- What the task requires: Out of the listing below, copy every line that carries the string "However".

- Provided records:

____________________

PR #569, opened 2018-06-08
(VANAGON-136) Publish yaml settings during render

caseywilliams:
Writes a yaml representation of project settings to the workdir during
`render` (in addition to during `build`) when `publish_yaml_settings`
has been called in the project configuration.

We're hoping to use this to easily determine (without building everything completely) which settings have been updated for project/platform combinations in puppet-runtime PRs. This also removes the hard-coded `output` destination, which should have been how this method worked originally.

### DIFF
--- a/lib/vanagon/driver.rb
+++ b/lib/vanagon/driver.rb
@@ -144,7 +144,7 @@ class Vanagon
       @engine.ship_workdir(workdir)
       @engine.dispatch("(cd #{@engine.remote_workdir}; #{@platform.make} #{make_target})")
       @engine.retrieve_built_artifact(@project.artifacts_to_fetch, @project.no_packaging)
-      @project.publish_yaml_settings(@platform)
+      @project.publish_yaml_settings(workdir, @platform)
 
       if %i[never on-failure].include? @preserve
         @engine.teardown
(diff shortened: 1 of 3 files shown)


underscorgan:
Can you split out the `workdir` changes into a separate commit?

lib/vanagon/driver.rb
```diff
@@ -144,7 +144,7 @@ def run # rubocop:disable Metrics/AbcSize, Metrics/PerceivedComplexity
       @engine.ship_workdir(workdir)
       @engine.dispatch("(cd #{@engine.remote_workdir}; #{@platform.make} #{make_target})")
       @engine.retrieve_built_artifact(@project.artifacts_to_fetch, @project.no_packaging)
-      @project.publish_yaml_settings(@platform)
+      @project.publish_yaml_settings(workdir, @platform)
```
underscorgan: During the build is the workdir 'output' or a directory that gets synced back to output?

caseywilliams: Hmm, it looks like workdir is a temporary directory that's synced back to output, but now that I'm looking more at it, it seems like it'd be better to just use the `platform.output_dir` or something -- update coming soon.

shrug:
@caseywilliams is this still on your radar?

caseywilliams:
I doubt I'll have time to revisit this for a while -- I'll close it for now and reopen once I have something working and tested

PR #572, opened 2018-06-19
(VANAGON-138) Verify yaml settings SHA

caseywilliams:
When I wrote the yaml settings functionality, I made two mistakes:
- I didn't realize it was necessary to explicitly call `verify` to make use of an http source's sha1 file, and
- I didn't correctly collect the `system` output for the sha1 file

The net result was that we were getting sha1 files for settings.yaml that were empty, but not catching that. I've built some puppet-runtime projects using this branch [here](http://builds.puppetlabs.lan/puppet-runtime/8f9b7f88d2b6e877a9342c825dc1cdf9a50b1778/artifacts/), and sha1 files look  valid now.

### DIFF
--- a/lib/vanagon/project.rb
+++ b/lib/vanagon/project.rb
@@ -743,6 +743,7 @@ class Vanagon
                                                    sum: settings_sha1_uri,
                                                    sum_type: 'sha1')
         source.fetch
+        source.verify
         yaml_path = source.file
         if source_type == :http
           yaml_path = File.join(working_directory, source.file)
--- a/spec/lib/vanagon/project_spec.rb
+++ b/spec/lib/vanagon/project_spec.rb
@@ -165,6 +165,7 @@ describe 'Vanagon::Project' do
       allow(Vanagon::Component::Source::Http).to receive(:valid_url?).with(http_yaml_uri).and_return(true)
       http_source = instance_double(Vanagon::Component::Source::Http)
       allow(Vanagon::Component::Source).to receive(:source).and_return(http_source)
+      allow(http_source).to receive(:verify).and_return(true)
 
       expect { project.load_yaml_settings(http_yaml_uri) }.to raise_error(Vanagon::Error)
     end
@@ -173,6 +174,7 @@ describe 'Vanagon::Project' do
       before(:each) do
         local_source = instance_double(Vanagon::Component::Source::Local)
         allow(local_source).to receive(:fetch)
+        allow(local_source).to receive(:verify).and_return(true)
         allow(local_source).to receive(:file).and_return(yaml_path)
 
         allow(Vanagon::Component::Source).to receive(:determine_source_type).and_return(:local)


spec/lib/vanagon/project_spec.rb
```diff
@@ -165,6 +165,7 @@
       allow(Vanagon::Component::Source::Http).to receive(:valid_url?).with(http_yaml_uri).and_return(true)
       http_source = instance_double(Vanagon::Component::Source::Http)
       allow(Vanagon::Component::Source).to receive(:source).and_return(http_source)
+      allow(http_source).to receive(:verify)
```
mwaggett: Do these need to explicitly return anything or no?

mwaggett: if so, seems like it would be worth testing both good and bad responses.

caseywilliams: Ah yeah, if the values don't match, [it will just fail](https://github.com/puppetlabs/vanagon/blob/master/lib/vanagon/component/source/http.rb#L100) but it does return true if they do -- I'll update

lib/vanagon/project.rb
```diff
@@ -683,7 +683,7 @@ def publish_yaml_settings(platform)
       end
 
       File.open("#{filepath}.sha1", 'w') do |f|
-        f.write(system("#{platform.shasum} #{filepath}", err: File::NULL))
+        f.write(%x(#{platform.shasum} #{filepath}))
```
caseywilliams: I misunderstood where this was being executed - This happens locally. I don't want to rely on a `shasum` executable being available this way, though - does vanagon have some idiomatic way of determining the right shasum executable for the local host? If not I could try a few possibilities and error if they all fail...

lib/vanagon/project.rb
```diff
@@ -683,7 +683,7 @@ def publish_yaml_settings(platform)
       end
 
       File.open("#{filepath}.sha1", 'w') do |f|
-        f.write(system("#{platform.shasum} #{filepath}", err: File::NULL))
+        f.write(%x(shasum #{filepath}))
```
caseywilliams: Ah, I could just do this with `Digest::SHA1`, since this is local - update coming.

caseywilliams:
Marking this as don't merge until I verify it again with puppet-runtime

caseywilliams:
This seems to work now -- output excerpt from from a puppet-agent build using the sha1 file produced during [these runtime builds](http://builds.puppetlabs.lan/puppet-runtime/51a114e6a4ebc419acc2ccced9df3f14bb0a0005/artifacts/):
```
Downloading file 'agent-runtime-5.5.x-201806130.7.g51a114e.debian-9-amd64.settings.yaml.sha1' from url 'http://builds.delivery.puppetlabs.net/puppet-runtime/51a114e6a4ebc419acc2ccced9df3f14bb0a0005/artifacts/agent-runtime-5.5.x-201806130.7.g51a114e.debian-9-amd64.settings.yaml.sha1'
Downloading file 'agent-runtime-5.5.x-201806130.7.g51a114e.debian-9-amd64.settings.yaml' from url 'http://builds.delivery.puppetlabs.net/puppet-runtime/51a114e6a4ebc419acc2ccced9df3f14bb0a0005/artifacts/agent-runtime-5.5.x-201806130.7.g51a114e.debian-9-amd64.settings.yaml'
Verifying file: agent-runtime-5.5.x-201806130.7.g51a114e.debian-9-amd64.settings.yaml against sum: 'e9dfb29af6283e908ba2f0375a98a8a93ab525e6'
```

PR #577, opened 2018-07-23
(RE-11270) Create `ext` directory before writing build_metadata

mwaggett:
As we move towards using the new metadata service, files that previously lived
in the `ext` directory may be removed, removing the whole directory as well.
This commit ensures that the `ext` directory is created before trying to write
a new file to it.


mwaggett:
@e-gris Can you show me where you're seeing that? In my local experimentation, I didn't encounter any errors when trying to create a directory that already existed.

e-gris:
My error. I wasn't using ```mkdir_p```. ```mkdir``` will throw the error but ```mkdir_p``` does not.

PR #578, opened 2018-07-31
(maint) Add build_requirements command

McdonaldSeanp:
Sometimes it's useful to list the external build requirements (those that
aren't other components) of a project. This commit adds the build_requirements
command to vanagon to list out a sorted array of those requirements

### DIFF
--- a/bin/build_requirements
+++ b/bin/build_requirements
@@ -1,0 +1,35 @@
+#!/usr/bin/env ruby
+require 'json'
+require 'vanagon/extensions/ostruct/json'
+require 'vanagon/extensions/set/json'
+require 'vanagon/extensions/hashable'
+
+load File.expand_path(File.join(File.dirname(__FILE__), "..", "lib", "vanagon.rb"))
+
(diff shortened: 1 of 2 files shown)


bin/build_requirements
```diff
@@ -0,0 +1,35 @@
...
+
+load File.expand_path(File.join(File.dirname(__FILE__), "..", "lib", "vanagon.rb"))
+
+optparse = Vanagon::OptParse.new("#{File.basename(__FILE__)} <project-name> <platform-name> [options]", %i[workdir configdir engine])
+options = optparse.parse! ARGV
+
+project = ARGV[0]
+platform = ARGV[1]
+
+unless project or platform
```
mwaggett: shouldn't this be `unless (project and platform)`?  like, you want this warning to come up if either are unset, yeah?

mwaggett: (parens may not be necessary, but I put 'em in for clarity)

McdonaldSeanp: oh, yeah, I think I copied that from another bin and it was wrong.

____________________

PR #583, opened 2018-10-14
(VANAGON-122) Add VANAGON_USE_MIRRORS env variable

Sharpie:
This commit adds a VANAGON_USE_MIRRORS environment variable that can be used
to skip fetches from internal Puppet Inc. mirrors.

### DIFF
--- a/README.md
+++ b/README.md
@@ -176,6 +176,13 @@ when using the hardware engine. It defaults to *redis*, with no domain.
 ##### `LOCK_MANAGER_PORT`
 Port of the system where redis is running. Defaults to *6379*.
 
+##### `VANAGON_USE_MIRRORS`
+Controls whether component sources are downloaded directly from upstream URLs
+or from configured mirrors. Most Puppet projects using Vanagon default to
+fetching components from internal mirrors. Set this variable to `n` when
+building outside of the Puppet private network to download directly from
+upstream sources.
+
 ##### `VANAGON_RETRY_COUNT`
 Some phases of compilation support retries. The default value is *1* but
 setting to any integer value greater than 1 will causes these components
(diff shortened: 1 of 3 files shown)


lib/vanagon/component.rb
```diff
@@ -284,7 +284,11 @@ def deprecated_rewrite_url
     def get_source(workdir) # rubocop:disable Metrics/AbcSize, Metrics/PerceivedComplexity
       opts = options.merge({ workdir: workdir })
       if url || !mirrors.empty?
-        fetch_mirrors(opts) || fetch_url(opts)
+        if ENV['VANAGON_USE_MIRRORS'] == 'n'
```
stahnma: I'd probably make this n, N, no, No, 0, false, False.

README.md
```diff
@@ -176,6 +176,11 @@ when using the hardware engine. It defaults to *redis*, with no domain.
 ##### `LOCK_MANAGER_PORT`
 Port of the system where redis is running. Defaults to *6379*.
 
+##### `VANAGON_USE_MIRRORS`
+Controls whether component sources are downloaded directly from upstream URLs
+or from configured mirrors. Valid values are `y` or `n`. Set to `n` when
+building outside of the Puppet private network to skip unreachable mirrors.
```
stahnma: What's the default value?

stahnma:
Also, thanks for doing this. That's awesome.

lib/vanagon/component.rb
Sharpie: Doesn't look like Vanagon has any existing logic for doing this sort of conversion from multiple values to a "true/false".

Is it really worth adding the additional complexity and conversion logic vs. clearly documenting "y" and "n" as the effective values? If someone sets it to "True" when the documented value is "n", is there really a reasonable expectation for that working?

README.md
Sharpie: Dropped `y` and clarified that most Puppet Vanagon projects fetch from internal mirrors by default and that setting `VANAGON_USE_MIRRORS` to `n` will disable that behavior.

____________________

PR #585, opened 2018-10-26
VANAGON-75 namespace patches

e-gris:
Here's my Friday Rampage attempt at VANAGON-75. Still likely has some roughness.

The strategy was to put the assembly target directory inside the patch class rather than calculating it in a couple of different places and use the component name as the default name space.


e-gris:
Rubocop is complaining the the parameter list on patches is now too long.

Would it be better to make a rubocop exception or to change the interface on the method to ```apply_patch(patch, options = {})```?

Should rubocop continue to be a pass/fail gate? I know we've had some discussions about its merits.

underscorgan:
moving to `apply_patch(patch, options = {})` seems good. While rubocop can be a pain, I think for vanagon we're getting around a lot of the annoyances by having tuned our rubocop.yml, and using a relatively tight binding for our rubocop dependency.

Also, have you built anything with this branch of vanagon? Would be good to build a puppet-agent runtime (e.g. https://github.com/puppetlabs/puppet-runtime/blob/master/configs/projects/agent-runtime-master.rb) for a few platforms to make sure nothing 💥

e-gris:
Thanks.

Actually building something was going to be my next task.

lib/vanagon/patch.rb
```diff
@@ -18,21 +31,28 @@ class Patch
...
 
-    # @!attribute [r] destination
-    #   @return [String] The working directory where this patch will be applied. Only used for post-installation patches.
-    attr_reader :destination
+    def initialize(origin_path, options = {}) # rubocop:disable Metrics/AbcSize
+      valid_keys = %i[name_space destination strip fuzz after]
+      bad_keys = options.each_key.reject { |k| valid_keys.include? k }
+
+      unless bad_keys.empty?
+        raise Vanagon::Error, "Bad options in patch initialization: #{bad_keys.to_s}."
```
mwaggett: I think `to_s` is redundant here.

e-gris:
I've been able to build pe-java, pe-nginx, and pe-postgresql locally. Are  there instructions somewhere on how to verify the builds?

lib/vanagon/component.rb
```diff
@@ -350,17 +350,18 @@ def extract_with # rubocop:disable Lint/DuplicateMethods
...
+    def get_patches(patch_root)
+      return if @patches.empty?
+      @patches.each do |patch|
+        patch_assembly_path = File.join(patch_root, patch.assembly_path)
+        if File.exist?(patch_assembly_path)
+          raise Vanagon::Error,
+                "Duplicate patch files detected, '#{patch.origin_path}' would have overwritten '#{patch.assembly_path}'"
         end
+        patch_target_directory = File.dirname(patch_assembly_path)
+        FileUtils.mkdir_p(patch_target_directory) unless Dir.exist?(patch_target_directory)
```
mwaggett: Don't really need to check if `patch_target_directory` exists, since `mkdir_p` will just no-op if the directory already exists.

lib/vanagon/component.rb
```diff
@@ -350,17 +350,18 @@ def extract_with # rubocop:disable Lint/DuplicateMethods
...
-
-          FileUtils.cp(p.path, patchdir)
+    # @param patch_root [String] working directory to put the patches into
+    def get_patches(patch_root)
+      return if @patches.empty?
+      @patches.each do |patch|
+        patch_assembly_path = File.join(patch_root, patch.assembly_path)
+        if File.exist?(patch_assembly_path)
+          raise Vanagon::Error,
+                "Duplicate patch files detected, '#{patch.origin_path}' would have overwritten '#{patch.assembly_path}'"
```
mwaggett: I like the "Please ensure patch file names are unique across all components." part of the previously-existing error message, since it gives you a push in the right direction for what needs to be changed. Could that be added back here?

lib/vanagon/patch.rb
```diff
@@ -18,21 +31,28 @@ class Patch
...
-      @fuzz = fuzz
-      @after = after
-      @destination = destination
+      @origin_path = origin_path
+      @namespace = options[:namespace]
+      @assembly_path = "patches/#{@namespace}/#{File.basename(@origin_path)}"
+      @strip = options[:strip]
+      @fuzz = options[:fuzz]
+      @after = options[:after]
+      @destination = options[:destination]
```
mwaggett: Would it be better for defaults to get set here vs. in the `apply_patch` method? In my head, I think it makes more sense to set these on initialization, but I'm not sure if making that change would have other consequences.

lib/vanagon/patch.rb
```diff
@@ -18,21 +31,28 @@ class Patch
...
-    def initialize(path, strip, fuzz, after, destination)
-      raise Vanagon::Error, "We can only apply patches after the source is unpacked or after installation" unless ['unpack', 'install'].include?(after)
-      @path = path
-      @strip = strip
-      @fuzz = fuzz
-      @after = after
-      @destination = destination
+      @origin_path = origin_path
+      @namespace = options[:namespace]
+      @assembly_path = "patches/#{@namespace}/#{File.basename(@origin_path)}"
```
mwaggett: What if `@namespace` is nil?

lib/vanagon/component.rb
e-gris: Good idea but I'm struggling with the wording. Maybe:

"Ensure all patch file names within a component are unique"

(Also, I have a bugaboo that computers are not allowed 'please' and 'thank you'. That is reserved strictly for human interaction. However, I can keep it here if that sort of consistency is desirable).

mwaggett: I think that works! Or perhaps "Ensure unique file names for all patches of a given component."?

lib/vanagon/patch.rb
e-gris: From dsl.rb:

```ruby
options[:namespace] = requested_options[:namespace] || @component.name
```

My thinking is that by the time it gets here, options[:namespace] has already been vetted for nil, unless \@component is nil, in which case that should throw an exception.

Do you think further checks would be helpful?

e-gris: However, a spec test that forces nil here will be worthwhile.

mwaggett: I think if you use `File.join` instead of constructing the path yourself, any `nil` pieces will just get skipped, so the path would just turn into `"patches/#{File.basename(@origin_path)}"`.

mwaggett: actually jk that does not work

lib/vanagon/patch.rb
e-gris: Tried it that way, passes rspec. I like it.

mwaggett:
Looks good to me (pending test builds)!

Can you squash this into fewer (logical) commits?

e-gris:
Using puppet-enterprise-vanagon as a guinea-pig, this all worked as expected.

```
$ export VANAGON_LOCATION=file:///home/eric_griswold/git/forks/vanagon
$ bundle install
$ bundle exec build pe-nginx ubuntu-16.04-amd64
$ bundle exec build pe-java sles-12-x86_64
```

____________________

- Expected output:
(Also, I have a bugaboo that computers are not allowed 'please' and 'thank you'. That is reserved strictly for human interaction. However, I can keep it here if that sort of consistency is desirable).
e-gris: However, a spec test that forces nil here will be worthwhile.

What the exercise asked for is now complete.